Olga Tokarczuk jest wirtuozem w kreowaniu postaci, potrafi uchwycić je w momencie ich ucieczki od codziennego życia. Pisze o tym, o czym nie pisze nikt inny: „o nieznośnej i ogromnej osobliwości tego świata”
— wyjaśnił Waesterberg.
Jej powieść „Bieguni” to niezwykle różnorodny opis podróży, poruszania się po pasażerskich poczekalniach i hotelach, to spotkanie z bohaterami, o których wiemy bardzo niewiele, a także zbiór pojęć ze słowników, baśni i dokumentów. Tokarczuk wzajemnie przeciwstawia naturę i kulturę, rozum i szaleństwo, męskość i kobiecość, z prędkością sprintera przekracza społecznie i kulturowo wytworzone granice
— podkreślił.
Jej mocna i bogata w idee proza to nomadyczna wędrówka przez około 15 książek. Wioski będące w nich miejscem akcji stają się centrum wszechświata, miejscem, w którym losy poszczególnych bohaterów wplatane są w wątki baśniowe i mitologiczne. Żyjemy i umieramy w opowieściach innych osób, gdzie na przykład Katyń raz może być zwykłym lasem, a raz miejscem masakry
— ocenił Waesterberg.
„Księgi Jakubowe” laudator nazwał „największym dziełem” pisarki. Dodał, że „z podtekstu utworu przebija się żydowskie pochodzenie Tokarczuk oraz jej nadzieja na Europę bez granic”.

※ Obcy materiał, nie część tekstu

PR #7798, opened 2025-10-06
CBG-4894: Consider local/remote tombstones in the default conflict resolver for ISGR

gregns1:
CBG-4894

- Adds logic to have local or remote wins from the default resolver if the local or remote document is a tombstone
- This was a bug in 4.0.0 implementation and aligns with what CBL does
- I did think about making this change to blip tester client but topology tests do not seem to like this at all so if we want to make that change I feel it needs its separate ticket given the debugging effort involved to understand why this is happening

## Pre-review checklist

- [x] `GSI=true,xattrs=true` https://jenkins.sgwdev.com/job/SyncGatewayIntegration/127/

### DIFF
--- a/db/hybrid_logical_vector.go
+++ b/db/hybrid_logical_vector.go
@@ -952,6 +952,15 @@ func DefaultLWWConflictResolutionType(ctx context.Context, conflict Conflict) (B
 	if conflict.LocalHLV == nil || conflict.RemoteHLV == nil {
 		return nil, errors.New("local or incoming document is nil for resolveConflict")
 	}
+	localDeleted, _ := conflict.LocalDocument[BodyDeleted].(bool)
+	remoteDeleted, _ := conflict.RemoteDocument[BodyDeleted].(bool)
+	if localDeleted && !remoteDeleted {
+		return conflict.LocalDocument, nil
+	}
+	if remoteDeleted && !localDeleted {
+		return conflict.RemoteDocument, nil
+	}
+
 	// resolve conflict in favor of remote document, remote wins case
 	if conflict.RemoteHLV.Version > conflict.LocalHLV.Version {
 		// remote document wins
--- a/db/hybrid_logical_vector.go
+++ b/db/hybrid_logical_vector.go
@@ -952,8 +952,8 @@ func DefaultLWWConflictResolutionType(ctx context.Context, conflict Conflict) (B
 	if conflict.LocalHLV == nil || conflict.RemoteHLV == nil {
 		return nil, errors.New("local or incoming document is nil for resolveConflict")
 	}
-	localDeleted, _ := conflict.LocalDocument[BodyDeleted].(bool)
-	remoteDeleted, _ := conflict.RemoteDocument[BodyDeleted].(bool)
+	localDeleted := conflict.LocalDocument.IsDeleted()
+	remoteDeleted := conflict.RemoteDocument.IsDeleted()
 	if localDeleted && !remoteDeleted {
 		return conflict.LocalDocument, nil
 	}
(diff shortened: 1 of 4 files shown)


db/hybrid_logical_vector.go
```diff
@@ -952,6 +952,15 @@ func DefaultLWWConflictResolutionType(ctx context.Context, conflict Conflict) (B
 	if conflict.LocalHLV == nil || conflict.RemoteHLV == nil {
 		return nil, errors.New("local or incoming document is nil for resolveConflict")
 	}
+	localDeleted, _ := conflict.LocalDocument[BodyDeleted].(bool)
+	remoteDeleted, _ := conflict.RemoteDocument[BodyDeleted].(bool)
+	if localDeleted && !remoteDeleted {
+		return conflict.LocalDocument, nil
+	}
+	if remoteDeleted && !localDeleted {
+		return conflict.RemoteDocument, nil
```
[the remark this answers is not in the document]
gregns1: No we should be returning the tombstone

db/hybrid_logical_vector.go
```diff
@@ -952,6 +952,15 @@ func DefaultLWWConflictResolutionType(ctx context.Context, conflict Conflict) (B
 	if conflict.LocalHLV == nil || conflict.RemoteHLV == nil {
 		return nil, errors.New("local or incoming document is nil for resolveConflict")
 	}
+	localDeleted, _ := conflict.LocalDocument[BodyDeleted].(bool)
+	remoteDeleted, _ := conflict.RemoteDocument[BodyDeleted].(bool)
```
torcolvin: nit:

I think I'd be inclined to create a `isDeleted` function on `Body` which has a lot of methods like `ExtractDeleted` and `getExpiry`

rest/replicatortest/replicator_conflict_test.go
```diff
@@ -2119,6 +2119,168 @@ func TestActiveReplicatorConflictRemoveCVFromCache(t *testing.T) {
...
+			ReplicationStatsMap:        replicationStats,
+			ConflictResolverFuncForHLV: resolverFunc,
+			CollectionsEnabled:         !rt1.GetDatabase().OnlyDefaultCollection(),
+			Continuous:                 true,
+			SupportedBLIPProtocols:     sgrRunner.SupportedSubprotocols,
+		})
+		require.NoError(t, err)
+		defer func() {
+			require.NoError(t, ar.Stop())
+		}()
```
torcolvin: This is fine but I wonder you can just use `rt1.CreateReplication` to reduce boilerplate? If this isn't easy, I wonder if we should make it easier?

Additionally, I have preference for using passiveRT and activeRT rather than remember that rt1 and rt2 are active

rest/replicatortest/replicator_conflict_test.go
```diff
@@ -2119,6 +2119,168 @@ func TestActiveReplicatorConflictRemoveCVFromCache(t *testing.T) {
...
+		newRev := getRevTreeID(t, rt2Version.RevTreeID, docBodyBytes)
+		conflictResVersion := rt1Version
+		conflictResVersion.RevTreeID = newRev
+
+		// expect local doc to win and still be tombstone with remote docs revision history
+		sgrRunner.WaitForTombstone(docID, rt1, conflictResVersion)
+
+		rt1Collection, rt1ctx := rt1.GetSingleTestDatabaseCollectionWithUser()
+		rt1Doc, err := rt1Collection.GetDocument(rt1ctx, docID, db.DocUnmarshalAll)
+		require.NoError(t, err)
```
torcolvin: I wrote a helper function for rt.GetDocument(docID) to shorten this a bit

torcolvin (commented):
LGTM, I wonder if you want to look if we can shorten the boilerplate for the tests to make them easier to read and this is a good time in the release cycle to think about this.

rest/replicatortest/replicator_conflict_test.go
gregns1: Added a comment to the ticket CBG-4882 for refactoring out tests this way. I think it will fix the issue seen in that ticket and totally makes sense given its less boiler plate code.

torcolvin (approved):

PR #7801, opened 2025-10-06
Test blipsync error response for protocol upgrade

torcolvin:
Validate that Sync Gateway will pass through https://github.com/couchbase/go-blip/blob/d73efab2df065030271cb1007b9257580234fef9/context.go#L258


torcolvin:
This is an example test, I don't think it is required.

Przyszłe pokolenia będą sięgać po owe tysiącstronicowe arcydzieło autorstwa Tokarczuk i odkrywać w nim nowe bogactwo, którego dziś jeszcze wystarczająco nie dostrzegamy. Widzę, jak Alfred Nobel kiwa z uznaniem głową w swoim niebie
— podsumował Per Waesterberg.
Uroczystość odbywa się w gmachu sztokholmskiej filharmonii, który jarzy się tysiącami światełek, co szczególnie efektownie wygląda przy cieniutkiej warstewce śniegu, który spadł w Sztokholmie we wtorek w nocy. Już wcześniej przed budynek przybyli m.in. tłumacze książek Tokarczuk na różne języki, którzy trzymali parasole z napisem „Literacki Nobel Olga”. Wśród zgromadzonych przed filharmonią widać było także biało-czerwone flagi.

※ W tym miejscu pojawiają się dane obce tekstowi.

PR #7816, opened 2025-10-10
CBG-4345 don't panic if role documents can't be read

torcolvin:
CBG-4345 don't panic if role documents can't be read

If a role can't be read, we want to end the connection because we don't know the right role information to use to use. In the case of BLIP, we should exit with a 503 to indicate to the app to retry. At the point we have a `auth.User` object, we have authenticated and that's probably OK, but there could be an error reading the role document (SDK error, etc).

I changed the handler code to exit with the auth error if we can't read the role document from the user. This is a behavioral change, but I think is the correct one to do, we don't know information about the user. An alternative would be to log an info or error. This is not that dissimilar to the behavior we have now (GetRole would panic, the HTTP handler would exit 500).

This code will need careful review to make sure that the functions and goroutines will terminate correctly.

## Pre-review checklist

- [x] `GSI=true,xattrs=true` https://jenkins.sgwdev.com/job/SyncGatewayIntegration/148/


db/changes.go
```diff
@@ -1315,12 +1352,16 @@ func (db *DatabaseCollectionWithUser) DocIDChangesFeed(ctx context.Context, user
 
 	// Subroutine that creates a response row for a document:
 	output := make(chan *ChangeEntry, len(explicitDocIds))
+	defer close(output)
```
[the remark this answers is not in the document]
torcolvin: This code uses this channel to signal that this is done, if the channel isn't closed an early return is needed, then this was a latent bug.

db/design_doc.go
```diff
@@ -268,20 +268,23 @@ func (db *Database) QueryDesignDoc(ctx context.Context, ddocName string, viewNam
...
+func filterViewResult(input sgbucket.ViewResult, user auth.User, applyChannelFiltering bool) (result sgbucket.ViewResult, err error) {
 	hasStarChannel := false
 	var visibleChannels ch.TimedSet
 	if user != nil {
 		// Views only support default collection, so filter based on default collection channels
-		visibleChannels = user.InheritedCollectionChannels(base.DefaultScope, base.DefaultCollection)
+		visibleChannels, err = user.InheritedCollectionChannels(base.DefaultScope, base.DefaultCollection)
 		hasStarChannel = !visibleChannels.Contains("*")
 		if !applyChannelFiltering {
 			return // this is an error
```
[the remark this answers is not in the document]
torcolvin: Leaving existing code as is.

rest/bulk_api.go
```diff
@@ -97,10 +97,14 @@ func (h *handler) handleAllDocs() error {
...
-		availableChannels = h.user.InheritedCollectionChannels(h.collection.ScopeName, h.collection.Name)
+		var err error
+		availableChannels, err = h.user.InheritedCollectionChannels(h.collection.ScopeName, h.collection.Name)
+		if err != nil {
+			return err
+		}
 		if availableChannels == nil {
-			// TODO: CBG-1948
-			panic("no channels for user?")
+			base.AssertfCtx(h.ctx(), "User %q has no channels in handleAllDocs", base.UD(h.user.Name()))
```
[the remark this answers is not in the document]
torcolvin: I do want to assert here, and we still return the same error as a panic but with a better message.

auth/user.go
```diff
@@ -567,15 +579,15 @@ func (user *userImpl) SetPassword(password string) error {
...
+func (user *userImpl) GetRoles() ([]Role, error) {
 	if user.roles == nil {
 		roles := make([]Role, 0, len(user.RoleNames()))
 		deletedRoles := make([]Role, 0)
 		for name := range user.RoleNames() {
 			role, err := user.auth.GetRoleIncDeleted(name)
 			// base.InfofCtx(user.auth.LogCtx, base.KeyAccess, "User %s role %q = %v", base.UD(user.Name_), base.UD(name), base.UD(role))
 			if err != nil {
-				panic(fmt.Sprintf("Error getting user role %q: %v", name, err))
+				return nil, fmt.Errorf("Error getting user role %q: %w", name, err)
```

Na uroczystości noblowskiej obowiązują stroje galowe. Panie ubrane są w długie suknie wieczorowe, mężczyźni są we frakach, białych koszulach i białych muszkach. Są również goście w strojach narodowych, np. Japonki w kimonach a Hinduski w sari. Olga Tokarczuk wystąpi w kreacji przygotowanej dla niej przez projektantkę Gosię Baczyńską.
Na widowni zasiada 1560 gości - artystów i polityków, dziennikarzy, naukowców, osoby zaproszone przez noblistów. Pierwsze rzędy widowni zarezerwowane są dla rodzin laureatów, członków szwedzkiego rządu i parlamentu. Na samej scenie jest 90 miejsc - tu zasiadają członkowie Królewskiej Szwedzkiej Akademii Nauk, Akademii Szwedzkiej, zarząd Fundacji Noblowskiej oraz laureaci Nagrody Nobla z poprzednich lat. Naprzeciw nich, także na scenie, zasiądą tegoroczni laureaci oraz członkowie szwedzkiej rodziny królewskiej: król Karol XVI Gustaw z królową Sylwia, następczyni tronu księżniczka Wiktoria oraz książę Daniel.
Sala filharmonii sztokholmskiej i ratusza, gdzie po ceremonii odbędzie się bankiet, ozdabiane są tradycyjnie kwiatami przysyłanymi w darze przez włoskie miasto San Remo, gdzie spędził ostatnie lata życia i zmarł Alfred Nobel. Tradycja przesyłania kwiatów z San Remo do Sztokholmu sięga 1905 roku. Wtedy to przyleciało ponad 25 tys. kwiatów. Są to żółte, kremowe i morelowe róże, goździki i chryzantemy, białe orchidee, różne odmiany asparagusów. Kwiatowa ściana na scenie filharmonii o powierzchni 15 m kw. wykonana jest z ponad 10 tys. białych kwiatów.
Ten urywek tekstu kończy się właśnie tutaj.